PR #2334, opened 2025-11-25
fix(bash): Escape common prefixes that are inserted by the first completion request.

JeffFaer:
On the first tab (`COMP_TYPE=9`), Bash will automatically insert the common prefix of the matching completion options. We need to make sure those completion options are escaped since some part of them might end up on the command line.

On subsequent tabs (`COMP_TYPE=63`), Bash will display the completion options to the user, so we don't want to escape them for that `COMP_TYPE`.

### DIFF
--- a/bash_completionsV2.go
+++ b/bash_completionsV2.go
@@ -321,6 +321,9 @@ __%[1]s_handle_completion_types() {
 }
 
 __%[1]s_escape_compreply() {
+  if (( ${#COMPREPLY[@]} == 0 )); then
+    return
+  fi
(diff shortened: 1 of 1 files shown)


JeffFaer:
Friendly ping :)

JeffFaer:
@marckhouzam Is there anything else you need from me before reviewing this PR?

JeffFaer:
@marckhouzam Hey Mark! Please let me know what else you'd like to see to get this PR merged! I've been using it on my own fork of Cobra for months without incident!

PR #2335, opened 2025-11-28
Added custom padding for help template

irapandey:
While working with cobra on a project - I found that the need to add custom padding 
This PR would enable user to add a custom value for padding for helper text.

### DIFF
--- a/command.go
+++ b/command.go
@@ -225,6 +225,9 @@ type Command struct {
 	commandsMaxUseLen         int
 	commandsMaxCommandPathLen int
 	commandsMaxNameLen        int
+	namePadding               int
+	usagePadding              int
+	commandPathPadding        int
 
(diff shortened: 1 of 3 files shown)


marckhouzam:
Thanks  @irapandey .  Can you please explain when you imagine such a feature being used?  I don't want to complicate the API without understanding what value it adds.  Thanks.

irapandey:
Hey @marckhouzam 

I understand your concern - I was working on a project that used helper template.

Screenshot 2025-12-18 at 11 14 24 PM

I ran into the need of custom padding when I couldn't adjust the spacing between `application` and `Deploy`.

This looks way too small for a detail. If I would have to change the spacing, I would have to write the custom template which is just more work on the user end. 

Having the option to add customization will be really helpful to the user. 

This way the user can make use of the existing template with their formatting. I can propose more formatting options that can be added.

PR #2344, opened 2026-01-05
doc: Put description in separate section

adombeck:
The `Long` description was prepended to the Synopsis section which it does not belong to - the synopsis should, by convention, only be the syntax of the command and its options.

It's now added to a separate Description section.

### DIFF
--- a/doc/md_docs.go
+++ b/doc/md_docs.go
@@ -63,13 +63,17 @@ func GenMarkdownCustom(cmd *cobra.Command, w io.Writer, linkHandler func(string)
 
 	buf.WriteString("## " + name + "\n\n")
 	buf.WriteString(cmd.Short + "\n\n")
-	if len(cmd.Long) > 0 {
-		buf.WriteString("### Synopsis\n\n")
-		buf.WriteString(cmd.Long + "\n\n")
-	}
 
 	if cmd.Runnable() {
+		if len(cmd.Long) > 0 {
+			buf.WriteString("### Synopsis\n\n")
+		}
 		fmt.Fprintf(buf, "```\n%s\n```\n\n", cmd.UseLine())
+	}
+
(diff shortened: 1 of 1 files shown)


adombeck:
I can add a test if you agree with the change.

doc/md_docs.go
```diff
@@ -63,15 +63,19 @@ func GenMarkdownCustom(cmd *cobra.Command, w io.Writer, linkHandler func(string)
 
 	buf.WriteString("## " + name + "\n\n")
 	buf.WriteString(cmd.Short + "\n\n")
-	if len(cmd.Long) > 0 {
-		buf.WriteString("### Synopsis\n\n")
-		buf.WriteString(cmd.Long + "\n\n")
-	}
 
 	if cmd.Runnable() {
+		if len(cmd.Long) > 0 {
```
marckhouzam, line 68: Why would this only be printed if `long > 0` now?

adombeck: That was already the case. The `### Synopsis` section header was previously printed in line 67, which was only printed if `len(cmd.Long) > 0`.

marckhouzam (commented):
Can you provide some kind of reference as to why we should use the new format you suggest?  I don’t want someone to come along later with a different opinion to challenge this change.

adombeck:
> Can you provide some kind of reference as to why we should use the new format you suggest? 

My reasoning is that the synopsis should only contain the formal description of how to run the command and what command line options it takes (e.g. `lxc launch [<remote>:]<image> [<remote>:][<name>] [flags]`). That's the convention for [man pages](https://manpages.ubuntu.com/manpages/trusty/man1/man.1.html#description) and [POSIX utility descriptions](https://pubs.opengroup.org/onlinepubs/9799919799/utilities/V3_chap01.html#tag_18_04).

YOUR TASK:
Your task is to restate every record exactly.

EXERCISE ANSWER:
PR #2334, opened 2025-11-25
fix(bash): Escape common prefixes that are inserted by the first completion request.

JeffFaer:
On the first tab (`COMP_TYPE=9`), Bash will automatically insert the common prefix of the matching completion options. We need to make sure those completion options are escaped since some part of them might end up on the command line.

On subsequent tabs (`COMP_TYPE=63`), Bash will display the completion options to the user, so we don't want to escape them for that `COMP_TYPE`.

### DIFF
--- a/bash_completionsV2.go
+++ b/bash_completionsV2.go
@@ -321,6 +321,9 @@ __%[1]s_handle_completion_types() {
 }
 
 __%[1]s_escape_compreply() {
+  if (( ${#COMPREPLY[@]} == 0 )); then
+    return
+  fi
(diff shortened: 1 of 1 files shown)


JeffFaer:
Friendly ping :)

JeffFaer:
@marckhouzam Is there anything else you need from me before reviewing this PR?

JeffFaer:
@marckhouzam Hey Mark! Please let me know what else you'd like to see to get this PR merged! I've been using it on my own fork of Cobra for months without incident!

PR #2335, opened 2025-11-28
Added custom padding for help template

irapandey:
While working with cobra on a project - I found that the need to add custom padding 
This PR would enable user to add a custom value for padding for helper text.

### DIFF
--- a/command.go
+++ b/command.go
@@ -225,6 +225,9 @@ type Command struct {
 	commandsMaxUseLen         int
 	commandsMaxCommandPathLen int
 	commandsMaxNameLen        int
+	namePadding               int
+	usagePadding              int
+	commandPathPadding        int
 
(diff shortened: 1 of 3 files shown)


marckhouzam:
Thanks  @irapandey .  Can you please explain when you imagine such a feature being used?  I don't want to complicate the API without understanding what value it adds.  Thanks.

irapandey:
Hey @marckhouzam 

I understand your concern - I was working on a project that used helper template.

Screenshot 2025-12-18 at 11 14 24 PM

I ran into the need of custom padding when I couldn't adjust the spacing between `application` and `Deploy`.

This looks way too small for a detail. If I would have to change the spacing, I would have to write the custom template which is just more work on the user end. 

Having the option to add customization will be really helpful to the user. 

This way the user can make use of the existing template with their formatting. I can propose more formatting options that can be added.

PR #2344, opened 2026-01-05
doc: Put description in separate section

adombeck:
The `Long` description was prepended to the Synopsis section which it does not belong to - the synopsis should, by convention, only be the syntax of the command and its options.

It's now added to a separate Description section.

### DIFF
--- a/doc/md_docs.go
+++ b/doc/md_docs.go
@@ -63,13 +63,17 @@ func GenMarkdownCustom(cmd *cobra.Command, w io.Writer, linkHandler func(string)
 
 	buf.WriteString("## " + name + "\n\n")
 	buf.WriteString(cmd.Short + "\n\n")
-	if len(cmd.Long) > 0 {
-		buf.WriteString("### Synopsis\n\n")
-		buf.WriteString(cmd.Long + "\n\n")
-	}
 
 	if cmd.Runnable() {
+		if len(cmd.Long) > 0 {
+			buf.WriteString("### Synopsis\n\n")
+		}
 		fmt.Fprintf(buf, "```\n%s\n```\n\n", cmd.UseLine())
+	}
+
(diff shortened: 1 of 1 files shown)


adombeck:
I can add a test if you agree with the change.

doc/md_docs.go
```diff
@@ -63,15 +63,19 @@ func GenMarkdownCustom(cmd *cobra.Command, w io.Writer, linkHandler func(string)
 
 	buf.WriteString("## " + name + "\n\n")
 	buf.WriteString(cmd.Short + "\n\n")
-	if len(cmd.Long) > 0 {
-		buf.WriteString("### Synopsis\n\n")
-		buf.WriteString(cmd.Long + "\n\n")
-	}
 
 	if cmd.Runnable() {
+		if len(cmd.Long) > 0 {
```
marckhouzam, line 68: Why would this only be printed if `long > 0` now?

adombeck: That was already the case. The `### Synopsis` section header was previously printed in line 67, which was only printed if `len(cmd.Long) > 0`.

marckhouzam (commented):
Can you provide some kind of reference as to why we should use the new format you suggest?  I don’t want someone to come along later with a different opinion to challenge this change.

adombeck:
> Can you provide some kind of reference as to why we should use the new format you suggest? 

My reasoning is that the synopsis should only contain the formal description of how to run the command and what command line options it takes (e.g. `lxc launch [<remote>:]<image> [<remote>:][<name>] [flags]`). That's the convention for [man pages](https://manpages.ubuntu.com/manpages/trusty/man1/man.1.html#description) and [POSIX utility descriptions](https://pubs.opengroup.org/onlinepubs/9799919799/utilities/V3_chap01.html#tag_18_04).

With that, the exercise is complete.